Two fundamental mistakes occur in collection. First, starting with the wrong question (or no question at all) is probably the largest mistake. If you start with a flawed premise or foundation, everything you build on top of that will be corrupted. For example, “what is the ROI of social media?” would be a flawed question for a non-monetary outcome, since ROI is a financial equation. The better question in that situation would be, “what was social media’s contribution to the outcome?”.

The second mistake is collecting the wrong data. This can occur for any number of reasons, from biases in collection to simply getting data about the wrong things. Again, if you ask about the ROI of social media and you’re collecting data about anything except the investment and the return, you’re not collecting the right data.

Analysis

The biggest mistake in analysis is… not doing analysis. An awful lot of people lack data analysis skills and as such, they simply dump data on their problem and hope that someone else can pick out the pieces that are important. It’s akin to wanting to cook a nice dinner but having no idea how to cook, so you just dump all the ingredients on the table and hope it’s edible. The remedy is simple, if not easy: learn to do data analysis with tried and true methods. Take a statistics course in iTunes U for free – there are several excellent ones from HEC and the Saylor Foundation that would be worth your time.

Insight

If deciding on a course of action is the fundamental goal of insight, then deciding on the wrong course of action would be how to break your data lifecycle. This comes from two principle sources. First, if your collection is bad and your analysis is bad, then you’re going to develop incorrect insights and conclude a wrong course of action. That’s fixable by being rigorous in your data collection and analysis.
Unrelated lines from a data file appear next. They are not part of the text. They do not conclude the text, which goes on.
PR #1961, opened 2022-02-09
Information status is response only

### LINKED ISSUE #1947: Binary messages: do known-length requests carry Known-Length Informational Response?
I suspect that requests do not carry the Known-Length Informational Response field (otherwise how do you know how many of them there are?) but that should be spelled out explicitly.

I'd suggest creating a different diagram for known-length request vs known-length responses to make this easier to reason about, and same for indeterminate length

martinthomson:
The diagram resulted in a few double-takes that might be helped by a little bit of a note pointing
this out.

Closes #1947.

### DIFF
--- a/draft-ietf-httpbis-binary-message.md
+++ b/draft-ietf-httpbis-binary-message.md
@@ -148,8 +148,8 @@ a trailer section with a length prefix.
 
 Response messages that contain informational status codes result in a different
 structure; see {{informational}}.  Note that while the Known-Length
-Informational Response field is shown in {{format-known-length}}, it is only
-permitted in response messages.
+Informational Response field is shown in {{format-known-length}}, it can only
+appear in response messages.
 
 Fields in the header and trailer sections consist of a length-prefixed name and
 length-prefixed value. Both name and value are sequences of bytes that cannot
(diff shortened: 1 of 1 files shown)


draft-ietf-httpbis-binary-message.md
```diff
@@ -147,7 +147,9 @@ a header section with a length prefix, binary content with a length prefix, and
 a trailer section with a length prefix.
 
 Response messages that contain informational status codes result in a different
-structure; see {{informational}}.
+structure; see {{informational}}.  Note that while the Known-Length
+Informational Response field is shown in {{format-known-length}}, it is only
+permitted in response messages.
```
DavidSchinazi, line 152: "permitted" isn't the right word - this is about a field that just cannot be present, not about an optional field that is not allowed to be present?

martinthomson: s/it is only permitted in/it cannot appear in/ perhaps?

DavidSchinazi: Or "it only appears". I still think a separate diagram would make this easier to read personally though

PR #1964, opened 2022-02-11
Signature Document Cleanups

### LINKED ISSUE #1867: Signatures: Move keys to PKCS#8 PEM Format
1. Neither Java nor JS subtleCrypto come out of the box with PKCS1 PEM support.  (for java [see here](https://stackoverflow.com/posts/6560187/revisions)).
2. It is not immediately obvious to work out that the PEM formats of the private key in in PKCS1 format (the spec could point that out).
3. When building an implementation it helps to have the test suite clearly map to the data in the spec (e.g. [here](https://github.com/bblfish/bobcats/blob/ab9c7fa1759f3fc58abdbf10e8c5431451a045a0/core/shared/src/test/scala/bobcats/SigningHttpMessages.scala#L256)) so as to make error reporting clearer. That is even though using the following openssl command to convert the keys work, it makes it difficult to see if an error was introduced at some point.
```zsh
$ openssl pkcs8 -topk8 -inform PEM -in spec.private.pem -out private.pem -nocrypt
```
4. To support PKCS1 the developer has to depend on further less well tested libraries and add additional code (as I [did here](https://github.com/bblfish/bobcats/blob/main/core/jvm/src/test/scala/bobcats/util/BouncyJavaPEMUtils.scala)) leading possibly to new bugs. Furthermore, I will need to go through the same process for JavaScript now, doubling the work.

Since PKCS8 is as expressive as PKCS1 ([according to this article](https://www.starkandwayne.com/blog/credhub-keysmust-be-pem-encoded-pkcs1-keys/) and see [this nice StackExchange answer](https://stackoverflow.com/a/48960291/396079)), it would make life easier for devs if the keys were all in PKCS8 format. Unless there really is something that PKCS1 offers that PKCS8 does not?

I will try doing this using the Web Crypto API next. But there we find that [importKey](https://developer.mozilla.org/en-US/docs/Web/API/SubtleCrypto/importKey) supports the PKCS#8 format.

### LINKED ISSUE #1907: Signatures: "alg" for JWS signatures
This sentence is correct:

> There is no use of the explicit alg signature parameter when using JOSE signing algorithms, as they can be signaled using JSON Web Keys or other mechanisms.

But it's true for most reasonable uses of `alg`, and people will still be using this parameter. So why not add:

> If the `alg` parameter is used anyway, its value MUST be the algorithm's name (Sec. 3.1 of RFC 7518), such as "ES256".

### LINKED ISSUE #1921: Signatures: Host header
There are quite a few occurrences of the `Host` header in the draft.

From an implementation point of view, Go "swallows" the `Host` header and it is not part of the standard Request structure. There's a good reason for the Go library to do it, and in fact the draft recommends to use @authority instead. Can we remove `Host` from examples, e.g. Sec. 2.1, so we don't train people to do the wrong thing?

### LINKED ISSUE #1951: Signatures: @query clarification
Also: If there is no query string should the corresponding signing text be
`@query: ?` or `@query: `
ie. should the query value be empty or just consist of one `?` 

Should we return  `@query: ` with this request
```
POST /path HTTP/1.1
Host: www.example.com
```
and return  `@query: ?` on this request
```
GET /path? HTTP/1.1
Host: www.example.com
```

This is what I opted for in my implementation. See
* [http4s @query selector](https://github.com/bblfish/httpSig/blob/e1dd912b00ed960891e99e1f02b6b4d5bd5a9e02/http4s/shared/src/main/scala/run/cosy/http4s/headers/HeaderSelector.scala#L217) shows that http4s makes the distinction between blank queries and empty queries
* [akka @query selector](https://github.com/bblfish/httpSig/blob/e1dd912b00ed960891e99e1f02b6b4d5bd5a9e02/akka/src/main/scala/run/cosy/akka/http/headers/AkkaMessageSelectors.scala#L188) is simpler
* [two extra tests to distinguish those cases](https://github.com/bblfish/httpSig/blob/e1dd912b00ed960891e99e1f02b6b4d5bd5a9e02/ietfSig/shared/src/test/scala/run/cosy/http/auth/HttpMessageSigningSuite.scala#L349)

I think this is a corner case that is worth explicating very clearly, perhaps even with a test.

jricher:
Includes several document cleanups for signatures, to publish as -09

Closes #1921
closes #1907
closes #1867
closes #1951

### DIFF
--- a/draft-ietf-httpbis-message-signatures.md
+++ b/draft-ietf-httpbis-message-signatures.md
@@ -1624,16 +1624,28 @@ It is recommended that implementers first detect and validate the `Signature-Inp
 
 # Examples
 
+The following non-normative examples are provided as a means of testing implementations of HTTP Message Signatures. The signed messages given can be used to create the signature input strings with the stated parameters, creating signatures using the stated algorithms and keys.
+
+The private keys given can be used to generate signatures, though since several of the demonstrated algorithms are nondeterministic, the results of a signature are expected to be different from the exact bytes of the examples. The public keys given can be used to validate all signed examples.
+
 ## Example Keys {#example-keys}
 
 This section provides cryptographic keys that are referenced in example signatures throughout this document.  These keys MUST NOT be used for any purpose other than testing.
 
 The key identifiers for each key are used throughout the examples in this specification. It is assumed for these examples that the signer and verifier can unambiguously dereference all key identifiers used here, and that the keys and algorithms used are appropriate for the context in which the signature is presented.
 
+The components for each private key in PEM format can be displayed by executing the following OpenSSL command:
+
+~~~
+openssl pkey -text
+~~~
+
+This command was tested with all the example keys on OpenSSL version 1.1.1m. Note that some systems cannot produce or use these keys directly, and may require additional processing.
+
 ### Example Key RSA test {#example-key-rsa-test}
 
 The following key is a 2048-bit RSA public and private key pair, referred to in this document
-as `test-key-rsa`:
+as `test-key-rsa`. This key is encoded in PEM Format, with no encryption.
 
 ~~~
 -----BEGIN RSA PUBLIC KEY-----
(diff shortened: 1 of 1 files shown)


richsalz (approved):
Looks good!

The second insight mistake is more insidious and painful: having a pre-determined action and trying to massage your data, analysis, and insights to fit that pre-ordained conclusion. If you’re in a situation like that, be intellectually honest with yourself and others and simply say what the course of action is. It’ll save you tremendous amounts of time, effort, and labor by not having to massage existing data to support your conclusion.

Action

There isn’t much that can go wrong with action that isn’t based on flaws earlier in the lifecycle, except for you to not do what you’d set out to do and what your data, analysis, and insights support. This is certainly a very real possibility! A corporate mandate may arrive from on high that changes your priorities or alters your resources, leading you to not do what you intended. In a case like that, you’ll lack subsequent data for future analysis and will likely have to start over.

I hope this two part look at the data lifecycle gives you some help in examining how you and your organization use data, and helps to fill in some gaps.